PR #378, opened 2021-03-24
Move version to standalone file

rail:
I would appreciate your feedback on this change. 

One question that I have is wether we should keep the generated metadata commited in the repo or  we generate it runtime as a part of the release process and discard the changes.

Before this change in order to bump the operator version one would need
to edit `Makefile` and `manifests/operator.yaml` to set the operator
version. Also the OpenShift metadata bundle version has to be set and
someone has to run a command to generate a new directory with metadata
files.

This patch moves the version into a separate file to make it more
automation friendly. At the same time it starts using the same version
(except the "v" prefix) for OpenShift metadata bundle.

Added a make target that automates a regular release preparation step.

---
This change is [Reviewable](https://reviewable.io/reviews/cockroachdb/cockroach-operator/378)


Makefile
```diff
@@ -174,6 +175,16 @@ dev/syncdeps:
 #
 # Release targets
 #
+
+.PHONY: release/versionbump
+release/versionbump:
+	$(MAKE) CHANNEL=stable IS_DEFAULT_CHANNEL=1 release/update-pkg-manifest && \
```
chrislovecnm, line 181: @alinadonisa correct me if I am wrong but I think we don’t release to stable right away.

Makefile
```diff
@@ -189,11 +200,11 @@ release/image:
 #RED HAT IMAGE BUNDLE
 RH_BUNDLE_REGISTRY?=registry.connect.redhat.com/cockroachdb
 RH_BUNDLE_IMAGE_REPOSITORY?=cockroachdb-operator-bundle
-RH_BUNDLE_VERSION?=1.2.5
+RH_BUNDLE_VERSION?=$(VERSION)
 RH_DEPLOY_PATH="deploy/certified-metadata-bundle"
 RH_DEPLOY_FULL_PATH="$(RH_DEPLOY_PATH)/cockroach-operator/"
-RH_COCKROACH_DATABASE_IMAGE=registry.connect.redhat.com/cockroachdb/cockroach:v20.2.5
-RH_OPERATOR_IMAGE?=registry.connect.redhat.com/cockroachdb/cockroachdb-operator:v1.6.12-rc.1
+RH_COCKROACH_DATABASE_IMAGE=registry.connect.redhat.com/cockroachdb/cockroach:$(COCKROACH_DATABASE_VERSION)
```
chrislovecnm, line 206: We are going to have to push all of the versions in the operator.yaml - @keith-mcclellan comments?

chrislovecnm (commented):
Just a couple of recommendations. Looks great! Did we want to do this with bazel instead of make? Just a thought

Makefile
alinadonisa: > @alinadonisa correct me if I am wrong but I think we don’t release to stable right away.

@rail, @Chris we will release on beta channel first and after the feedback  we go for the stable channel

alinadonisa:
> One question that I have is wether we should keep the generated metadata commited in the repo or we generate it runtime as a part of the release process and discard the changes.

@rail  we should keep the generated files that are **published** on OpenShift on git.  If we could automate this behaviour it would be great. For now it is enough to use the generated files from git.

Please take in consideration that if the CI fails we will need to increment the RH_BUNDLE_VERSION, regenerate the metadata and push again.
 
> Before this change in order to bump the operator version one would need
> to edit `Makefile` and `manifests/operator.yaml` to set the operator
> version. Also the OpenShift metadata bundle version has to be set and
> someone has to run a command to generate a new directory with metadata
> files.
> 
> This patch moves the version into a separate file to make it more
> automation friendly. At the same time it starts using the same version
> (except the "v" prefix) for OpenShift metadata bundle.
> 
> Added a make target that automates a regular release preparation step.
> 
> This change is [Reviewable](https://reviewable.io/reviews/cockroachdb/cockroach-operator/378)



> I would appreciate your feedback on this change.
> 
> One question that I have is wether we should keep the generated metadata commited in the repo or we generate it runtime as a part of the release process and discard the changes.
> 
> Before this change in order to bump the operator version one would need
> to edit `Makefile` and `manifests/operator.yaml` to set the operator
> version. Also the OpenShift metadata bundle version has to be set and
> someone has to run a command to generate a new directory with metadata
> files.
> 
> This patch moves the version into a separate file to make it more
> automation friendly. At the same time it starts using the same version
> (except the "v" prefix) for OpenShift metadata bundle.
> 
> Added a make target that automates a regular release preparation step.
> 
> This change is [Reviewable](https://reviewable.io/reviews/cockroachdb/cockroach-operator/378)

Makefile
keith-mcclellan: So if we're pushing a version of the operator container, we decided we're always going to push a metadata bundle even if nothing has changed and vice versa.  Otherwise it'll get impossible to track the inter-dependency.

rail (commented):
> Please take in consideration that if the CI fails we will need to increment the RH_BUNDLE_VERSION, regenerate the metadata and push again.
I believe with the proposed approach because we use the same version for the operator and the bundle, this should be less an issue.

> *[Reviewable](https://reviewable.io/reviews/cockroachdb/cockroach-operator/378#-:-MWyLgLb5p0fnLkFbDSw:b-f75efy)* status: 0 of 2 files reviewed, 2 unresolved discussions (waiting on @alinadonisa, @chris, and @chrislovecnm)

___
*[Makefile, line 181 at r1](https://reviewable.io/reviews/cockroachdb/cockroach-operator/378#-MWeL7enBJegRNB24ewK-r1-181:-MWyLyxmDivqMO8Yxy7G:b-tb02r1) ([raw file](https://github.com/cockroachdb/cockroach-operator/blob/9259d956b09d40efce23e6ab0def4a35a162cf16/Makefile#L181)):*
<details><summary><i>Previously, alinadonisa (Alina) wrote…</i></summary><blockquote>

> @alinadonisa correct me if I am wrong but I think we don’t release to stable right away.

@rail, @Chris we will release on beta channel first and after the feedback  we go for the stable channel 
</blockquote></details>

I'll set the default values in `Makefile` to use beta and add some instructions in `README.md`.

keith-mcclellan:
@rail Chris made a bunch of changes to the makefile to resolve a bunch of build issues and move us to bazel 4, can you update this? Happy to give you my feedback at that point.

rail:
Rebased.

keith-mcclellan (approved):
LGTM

_ _ _ _ _ _ _

• EXERCISE BRIEF: Each record above, in full: retype it verbatim.

• RESPONSE TO THE EXERCISE:
PR #378, opened 2021-03-24
Move version to standalone file

rail:
I would appreciate your feedback on this change. 

One question that I have is wether we should keep the generated metadata commited in the repo or  we generate it runtime as a part of the release process and discard the changes.

Before this change in order to bump the operator version one would need
to edit `Makefile` and `manifests/operator.yaml` to set the operator
version. Also the OpenShift metadata bundle version has to be set and
someone has to run a command to generate a new directory with metadata
files.

This patch moves the version into a separate file to make it more
automation friendly. At the same time it starts using the same version
(except the "v" prefix) for OpenShift metadata bundle.

Added a make target that automates a regular release preparation step.

---
This change is [Reviewable](https://reviewable.io/reviews/cockroachdb/cockroach-operator/378)


Makefile
```diff
@@ -174,6 +175,16 @@ dev/syncdeps:
 #
 # Release targets
 #
+
+.PHONY: release/versionbump
+release/versionbump:
+	$(MAKE) CHANNEL=stable IS_DEFAULT_CHANNEL=1 release/update-pkg-manifest && \
```
chrislovecnm, line 181: @alinadonisa correct me if I am wrong but I think we don’t release to stable right away.

Makefile
```diff
@@ -189,11 +200,11 @@ release/image:
 #RED HAT IMAGE BUNDLE
 RH_BUNDLE_REGISTRY?=registry.connect.redhat.com/cockroachdb
 RH_BUNDLE_IMAGE_REPOSITORY?=cockroachdb-operator-bundle
-RH_BUNDLE_VERSION?=1.2.5
+RH_BUNDLE_VERSION?=$(VERSION)
 RH_DEPLOY_PATH="deploy/certified-metadata-bundle"
 RH_DEPLOY_FULL_PATH="$(RH_DEPLOY_PATH)/cockroach-operator/"
-RH_COCKROACH_DATABASE_IMAGE=registry.connect.redhat.com/cockroachdb/cockroach:v20.2.5
-RH_OPERATOR_IMAGE?=registry.connect.redhat.com/cockroachdb/cockroachdb-operator:v1.6.12-rc.1
+RH_COCKROACH_DATABASE_IMAGE=registry.connect.redhat.com/cockroachdb/cockroach:$(COCKROACH_DATABASE_VERSION)
```
chrislovecnm, line 206: We are going to have to push all of the versions in the operator.yaml - @keith-mcclellan comments?

chrislovecnm (commented):
Just a couple of recommendations. Looks great! Did we want to do this with bazel instead of make? Just a thought

Makefile
alinadonisa: > @alinadonisa correct me if I am wrong but I think we don’t release to stable right away.

@rail, @Chris we will release on beta channel first and after the feedback  we go for the stable channel

alinadonisa:
> One question that I have is wether we should keep the generated metadata commited in the repo or we generate it runtime as a part of the release process and discard the changes.

@rail  we should keep the generated files that are **published** on OpenShift on git.  If we could automate this behaviour it would be great. For now it is enough to use the generated files from git.

Please take in consideration that if the CI fails we will need to increment the RH_BUNDLE_VERSION, regenerate the metadata and push again.
 
> Before this change in order to bump the operator version one would need
> to edit `Makefile` and `manifests/operator.yaml` to set the operator
> version. Also the OpenShift metadata bundle version has to be set and
> someone has to run a command to generate a new directory with metadata
> files.
> 
> This patch moves the version into a separate file to make it more
> automation friendly. At the same time it starts using the same version
> (except the "v" prefix) for OpenShift metadata bundle.
> 
> Added a make target that automates a regular release preparation step.
> 
> This change is [Reviewable](https://reviewable.io/reviews/cockroachdb/cockroach-operator/378)



> I would appreciate your feedback on this change.
> 
> One question that I have is wether we should keep the generated metadata commited in the repo or we generate it runtime as a part of the release process and discard the changes.
> 
> Before this change in order to bump the operator version one would need
> to edit `Makefile` and `manifests/operator.yaml` to set the operator
> version. Also the OpenShift metadata bundle version has to be set and
> someone has to run a command to generate a new directory with metadata
> files.
> 
> This patch moves the version into a separate file to make it more
> automation friendly. At the same time it starts using the same version
> (except the "v" prefix) for OpenShift metadata bundle.
> 
> Added a make target that automates a regular release preparation step.
> 
> This change is [Reviewable](https://reviewable.io/reviews/cockroachdb/cockroach-operator/378)

Makefile
keith-mcclellan: So if we're pushing a version of the operator container, we decided we're always going to push a metadata bundle even if nothing has changed and vice versa.  Otherwise it'll get impossible to track the inter-dependency.

rail (commented):
> Please take in consideration that if the CI fails we will need to increment the RH_BUNDLE_VERSION, regenerate the metadata and push again.
I believe with the proposed approach because we use the same version for the operator and the bundle, this should be less an issue.

> *[Reviewable](https://reviewable.io/reviews/cockroachdb/cockroach-operator/378#-:-MWyLgLb5p0fnLkFbDSw:b-f75efy)* status: 0 of 2 files reviewed, 2 unresolved discussions (waiting on @alinadonisa, @chris, and @chrislovecnm)

___
*[Makefile, line 181 at r1](https://reviewable.io/reviews/cockroachdb/cockroach-operator/378#-MWeL7enBJegRNB24ewK-r1-181:-MWyLyxmDivqMO8Yxy7G:b-tb02r1) ([raw file](https://github.com/cockroachdb/cockroach-operator/blob/9259d956b09d40efce23e6ab0def4a35a162cf16/Makefile#L181)):*
<details><summary><i>Previously, alinadonisa (Alina) wrote…</i></summary><blockquote>

> @alinadonisa correct me if I am wrong but I think we don’t release to stable right away.

@rail, @Chris we will release on beta channel first and after the feedback  we go for the stable channel 
</blockquote></details>

I'll set the default values in `Makefile` to use beta and add some instructions in `README.md`.

keith-mcclellan:
@rail Chris made a bunch of changes to the makefile to resolve a bunch of build issues and move us to bazel 4, can you update this? Happy to give you my feedback at that point.

rail:
Rebased.

keith-mcclellan (approved):
LGTM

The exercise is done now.